Stored items from a collection.

»»

PR #343, opened 2026-08-25
testing ssh changes

aganesh-suse:
#### Testing ####

Checklist:

### DIFF
--- a/shared/aux.go
+++ b/shared/aux.go
@@ -154,8 +154,8 @@ func RunScp(c *Cluster, ip string, localPaths, remotePaths []string) error {
 	for i, localPath := range localPaths {
 		remotePath := remotePaths[i]
 		scp := fmt.Sprintf(
-			"ssh-keyscan %[1]s >> /root/.ssh/known_hosts && "+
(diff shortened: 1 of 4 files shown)


shared/aux.go
```diff
@@ -154,22 +155,38 @@ func RunScp(c *Cluster, ip string, localPaths, remotePaths []string) error {
 	for i, localPath := range localPaths {
 		remotePath := remotePaths[i]
 		scp := fmt.Sprintf(
-			"ssh-keyscan %[1]s >> /root/.ssh/known_hosts && "+
-				"scp -i %[2]s -o StrictHostKeyChecking=no %[3]s %[4]s@%[1]s:%[5]s",
+			"ssh-keyscan -t rsa,ecdsa,ed25519 %[1]s >> /root/.ssh/known_hosts && "+
```
fmoral2: this will not work, this does not fix the issue.....this only try to reduce the number of "trips " if u want a better approach just look how qa infra branch  is doing that

fmoral2 (changes requested):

««

Work task. In the lines above, find the word "Cluster" and copy each line that contains it.

Solution.
@@ -154,8 +154,8 @@ func RunScp(c *Cluster, ip string, localPaths, remotePaths []string) error {
@@ -154,22 +155,38 @@ func RunScp(c *Cluster, ip string, localPaths, remotePaths []string) error {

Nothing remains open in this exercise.